When the DSPO ClusterRoleBinding subjects are revoked, the operator should lose its ability to reconcile DataSciencePipelinesApplication resources across namespaces and surface permission-denied errors. Once permissions are restored, reconciliation should resume.

Experiment YAML
apiVersion: chaos.operatorchaos.io/v1alpha1
kind: ChaosExperiment
metadata:
  name: data-science-pipelines-rbac-revoke
spec:
  tier: 4
  target:
    operator: data-science-pipelines
    component: data-science-pipelines-operator
    resource: ClusterRoleBinding/data-science-pipelines-operator-manager-rolebinding
  steadyState:
    checks:
      - type: conditionTrue
        apiVersion: apps/v1
        kind: Deployment
        name: data-science-pipelines-operator-controller-manager
        namespace: opendatahub
        conditionType: Available
    timeout: "30s"
  injection:
    type: RBACRevoke
    dangerLevel: high
    parameters:
      bindingName: data-science-pipelines-operator-manager-rolebinding
      bindingType: ClusterRoleBinding
    ttl: "60s"
  hypothesis:
    description: >-
      When the DSPO ClusterRoleBinding subjects are revoked, the operator
      should lose its ability to reconcile DataSciencePipelinesApplication
      resources across namespaces and surface permission-denied errors.
      Once permissions are restored, reconciliation should resume.
    recoveryTimeout: 120s
  blastRadius:
    maxPodsAffected: 1
    allowDangerous: true

data-science-pipelines-webhook-disrupt

  • Type: WebhookDisrupt
  • Danger Level: high
  • Component: ds-pipelines-webhook

When the pipeline version validating webhook failurePolicy is weakened from Fail to Ignore, invalid pipeline versions can bypass admission validation.

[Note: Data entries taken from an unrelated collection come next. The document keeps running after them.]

PR #42, opened 2024-08-21
Allow passing a configuration filename [WIN-ONLY]

netniV:
This allow windows users to pass a configuration file vka te command line option "-ccm" and using the following value as a filename.

### DIFF
--- a/mods/src/config.cc
+++ b/mods/src/config.cc
@@ -281,6 +281,20 @@ void parse_config_shortcut(toml::table config, toml::table& new_config, std::str
   spdlog::info("shortcut value {}.{} value: {}", section, item, shortcut);
 }
 
+#if _WIN32
+std::string ConvertWStringToString(const std::wstring& wstr)
+{
+  if (wstr.empty())
+    return std::string();
+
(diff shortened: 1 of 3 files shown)


mods/src/config.cc
```diff
@@ -274,15 +281,62 @@ void parse_config_shortcut(toml::table config, toml::table& new_config, std::str
...
+      for (int i = 0; i < argc - 1; ++i) {
+        if (std::wstring(argv[i]) == L"-ccm" && i + 1 < argc) {
+          // Found "-ccm", so take the next argument as the value
+          argValue = argv[i + 1];
+          break;
+        }
+      }
+
+      if (!argValue.empty()) {
+        configFile.assign(argValue.begin(), argValue.end());
```
tashcan, line 310: This is not doing proper conversions, files names should be UTF-8 encoded, this doesn't convert to UTF-8 and will result in garbage for non-ascii filenames

tashcan (changes requested):

mods/src/config.cc
netniV: thanks, I had a feeling that might be the case.

PR #44, opened 2024-09-14
Support for multiple sync targets

lightbull-stfc:
Add support for multiple sync targets. Legacy options `sync_url` and `sync_token` will be converted to `[sync.targets.default]`.

```YAML
[sync]

    [sync.targets.local]
    token = 'foo'
    url = 'http://localhost/sync/ingress/'

    [sync.targets.spocksclub]
    token = 'bar'
    url = 'https://spocks.club/sync/ingress/'
```

### DIFF
--- a/example_community_patch_settings.toml
+++ b/example_community_patch_settings.toml
@@ -63,12 +63,6 @@ vsync = 1
 zoom = 2500
 
 [sync]
-# Token for auth on remote system
-token = ''
-
-# Url to post sync data to
-url = ''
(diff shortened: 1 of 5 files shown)


netniV:
This looks good from my perspective, but, lets keep the original sync paths for those who may have it configured and not realise that it's moved, add those as a primary target it not empty?  Maybe add a "DEPRECATED: " notice to the log file to say that these will be removed in a future version.

PR #74, opened 2025-08-12
wine docs and general revisions

gmn42:
Added info on wine/linux installation and other revisions to separate installation instructions for each platform and clarify config. Mac procedures should be verified.


gmn42:
sorry, messed this one up too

The chaos framework restores the original failurePolicy via TTL-based cleanup after 60s.

Experiment YAML
apiVersion: chaos.operatorchaos.io/v1alpha1
kind: ChaosExperiment
metadata:
  name: data-science-pipelines-webhook-disrupt
spec:
  tier: 4
  target:
    operator: data-science-pipelines
    component: ds-pipelines-webhook
    resource: ValidatingWebhookConfiguration/validating.pipelineversions.pipelines.kubeflow.org
  steadyState:
    checks:
      - type: conditionTrue
        apiVersion: apps/v1
        kind: Deployment
        name: ds-pipelines-webhook
        namespace: opendatahub
        conditionType: Available
    timeout: "30s"
  injection:
    type: WebhookDisrupt
    dangerLevel: high
    parameters:
      webhookName: validating.pipelineversions.pipelines.kubeflow.org
      action: setFailurePolicy
      value: Ignore
    ttl: "60s"
  hypothesis:
    description: >-
      When the pipeline version validating webhook failurePolicy is
      weakened from Fail to Ignore, invalid pipeline versions can bypass
      admission validation. The chaos framework restores the original
      failurePolicy via TTL-based cleanup after 60s.
    recoveryTimeout: 120s
  blastRadius:
    maxPodsAffected: 1
    allowDangerous: true